---------- Entries shown

Issue #1295, opened 2023-04-13
Ignoring a port for steal/mirror


aviramha:
Right now there's no way to exclude ports from mirroring/stealing. This is problematic in case where there are debug ports or stuff you want to still be able to connect locally.
I suggest to use the existing `port_mapping` configuration and add support for `null` as the "remote" port to mark it as ignored.
For example:
```json
{
    "feature": {
        "network": {
            "incoming": {
                "port_mapping": [[9222,null]],
            }
        }
    }
}
```

aviramha:
Other option is to add a new configuration. Might make more sense in terms of code and also UX..

PR #1296, opened 2023-04-13
Add `ignore_ports` to `incoming` configuration

aviramha:
so you can have ports that only listen locally (mirrord will not steal/mirror those ports). Solves #1295

### DIFF
--- a/changelog.d/1295.added.md
+++ b/changelog.d/1295.added.md
@@ -1,3 +1,2 @@
 Add `ignore_ports` to `incoming` configuration so you can have ports that only listen
 locally (mirrord will not steal/mirror those ports).
-Solves [#1295](https://github.com/metalbear-co/mirrord/issues/1295).
--- a/changelog.d/1295.added.md
+++ b/changelog.d/1295.added.md
@@ -1,0 +1,3 @@
+Add `ignore_ports` to `incoming` configuration so you can have ports that only listen
+locally (mirrord will not steal/mirror those ports).
+Solves [#1295](https://github.com/metalbear-co/mirrord/issues/1295).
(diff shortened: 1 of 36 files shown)


mirrord/layer/src/socket/ops.rs
```diff
@@ -139,7 +139,13 @@ pub(super) fn bind(
         return Detour::Bypass(Bypass::IgnoreLocalhost(requested_port));
     }
 
-    if is_ignored_port(&requested_address) || port_debug_patch(&requested_address) {
+    if is_ignored_port(&requested_address)
+        || port_debug_patch(&requested_address)
+        || INCOMING_IGNORE_PORTS
+            .get()
+            .expect("`INCOMING_IGNORE_PORTS` not set. Please report a bug")
+            .contains(&requested_port)
```
t4lz, line 147: I think it would make sense to have this inside `is_ignored_port`, is that possible?

changelog.d/1295.added.md
```diff
@@ -0,0 +1,3 @@
+Add `ignore_ports` to `incoming` configuration so you can have ports that only listen
+locally (mirrord will not steal/mirror those ports).
+Solves [#1295](https://github.com/metalbear-co/mirrord/issues/1295).
```
t4lz, line 3:
```suggestion
```
Let towncrier take care of that :)

t4lz (changes requested):
Two little comments in the code, and also, how about a test for this?

mirrord/layer/src/socket/ops.rs
aviramha: It was also my initial thought but `is_ignored_port` is used for outbound connections as well.

aviramha:
Added tests.

t4lz (approved):
Nice! Some changes still needed (small comments, and I guess a couple of `None`s are still missing for the new function parameter), but approving as these are trivial changes, so that you can already merge when resolved.

PR #1298, opened 2023-04-14
more clippy coverage, fix its warnings and fix armv7 agent build

aviramha:


tests/src/lib.rs
```diff
@@ -95,6 +95,7 @@ mod utils {
     }
 
     #[derive(Debug)]
+    #[allow(dead_code)]
     pub enum FileOps {
         Python,
         Rust,
```
t4lz, line 101: I think the thing here is that `Python` and `Rust` are only used on linux, so alternatively to allowing dead code, we could also conditionally compile them only on linux. Just an idea, up to you.

t4lz (commented):
Just saw there were a lot of changes here, so just flushing my review as comments.

PR #1311, opened 2023-04-17
Improve target selection in IntelliJ extension

### LINKED ISSUE #1267: Suggest different namespace if there are no targets (IntelliJ)

Razz4780:
Fixes #1267

I changed the error notification for the case when no target is available. Now the message matches the one we show in the VS Code extension and suggests changing the namespace or kubeconfig.
By the way, I noticed that a failure of `mirrord ls` was not handled and resulted with a null pointer exception. Added an error prompt and a log of stderr.
[See in action here](https://user-images.githubusercontent.com/34063647/232569283-d7895a63-fa56-4491-b320-5843f5548f71.webm)

### DIFF
--- a/changelog.d/1267.added.md
+++ b/changelog.d/1267.added.md
@@ -1,0 +1,1 @@
+A descriptive message is now presented in the IntelliJ extension when no target is available. Listing targets failure is now handled and an error notification is presented.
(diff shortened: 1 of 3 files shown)


t4lz (approved):
Nice.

--------------------

**What needs to be done:**
Every entry must be set down again exactly as it reads.

**Exercise output:**
Issue #1295, opened 2023-04-13
Ignoring a port for steal/mirror


aviramha:
Right now there's no way to exclude ports from mirroring/stealing. This is problematic in case where there are debug ports or stuff you want to still be able to connect locally.
I suggest to use the existing `port_mapping` configuration and add support for `null` as the "remote" port to mark it as ignored.
For example:
```json
{
    "feature": {
        "network": {
            "incoming": {
                "port_mapping": [[9222,null]],
            }
        }
    }
}
```

aviramha:
Other option is to add a new configuration. Might make more sense in terms of code and also UX..

PR #1296, opened 2023-04-13
Add `ignore_ports` to `incoming` configuration

aviramha:
so you can have ports that only listen locally (mirrord will not steal/mirror those ports). Solves #1295

### DIFF
--- a/changelog.d/1295.added.md
+++ b/changelog.d/1295.added.md
@@ -1,3 +1,2 @@
 Add `ignore_ports` to `incoming` configuration so you can have ports that only listen
 locally (mirrord will not steal/mirror those ports).
-Solves [#1295](https://github.com/metalbear-co/mirrord/issues/1295).
--- a/changelog.d/1295.added.md
+++ b/changelog.d/1295.added.md
@@ -1,0 +1,3 @@
+Add `ignore_ports` to `incoming` configuration so you can have ports that only listen
+locally (mirrord will not steal/mirror those ports).
+Solves [#1295](https://github.com/metalbear-co/mirrord/issues/1295).
(diff shortened: 1 of 36 files shown)


mirrord/layer/src/socket/ops.rs
```diff
@@ -139,7 +139,13 @@ pub(super) fn bind(
         return Detour::Bypass(Bypass::IgnoreLocalhost(requested_port));
     }
 
-    if is_ignored_port(&requested_address) || port_debug_patch(&requested_address) {
+    if is_ignored_port(&requested_address)
+        || port_debug_patch(&requested_address)
+        || INCOMING_IGNORE_PORTS
+            .get()
+            .expect("`INCOMING_IGNORE_PORTS` not set. Please report a bug")
+            .contains(&requested_port)
```
t4lz, line 147: I think it would make sense to have this inside `is_ignored_port`, is that possible?

changelog.d/1295.added.md
```diff
@@ -0,0 +1,3 @@
+Add `ignore_ports` to `incoming` configuration so you can have ports that only listen
+locally (mirrord will not steal/mirror those ports).
+Solves [#1295](https://github.com/metalbear-co/mirrord/issues/1295).
```
t4lz, line 3:
```suggestion
```
Let towncrier take care of that :)

t4lz (changes requested):
Two little comments in the code, and also, how about a test for this?

mirrord/layer/src/socket/ops.rs
aviramha: It was also my initial thought but `is_ignored_port` is used for outbound connections as well.

aviramha:
Added tests.

t4lz (approved):
Nice! Some changes still needed (small comments, and I guess a couple of `None`s are still missing for the new function parameter), but approving as these are trivial changes, so that you can already merge when resolved.

PR #1298, opened 2023-04-14
more clippy coverage, fix its warnings and fix armv7 agent build

aviramha:


tests/src/lib.rs
```diff
@@ -95,6 +95,7 @@ mod utils {
     }
 
     #[derive(Debug)]
+    #[allow(dead_code)]
     pub enum FileOps {
         Python,
         Rust,
```
t4lz, line 101: I think the thing here is that `Python` and `Rust` are only used on linux, so alternatively to allowing dead code, we could also conditionally compile them only on linux. Just an idea, up to you.

t4lz (commented):
Just saw there were a lot of changes here, so just flushing my review as comments.

PR #1311, opened 2023-04-17
Improve target selection in IntelliJ extension

### LINKED ISSUE #1267: Suggest different namespace if there are no targets (IntelliJ)

Razz4780:
Fixes #1267

I changed the error notification for the case when no target is available. Now the message matches the one we show in the VS Code extension and suggests changing the namespace or kubeconfig.
By the way, I noticed that a failure of `mirrord ls` was not handled and resulted with a null pointer exception. Added an error prompt and a log of stderr.
[See in action here](https://user-images.githubusercontent.com/34063647/232569283-d7895a63-fa56-4491-b320-5843f5548f71.webm)

### DIFF
--- a/changelog.d/1267.added.md
+++ b/changelog.d/1267.added.md
@@ -1,0 +1,1 @@
+A descriptive message is now presented in the IntelliJ extension when no target is available. Listing targets failure is now handled and an error notification is presented.
(diff shortened: 1 of 3 files shown)


t4lz (approved):
Nice.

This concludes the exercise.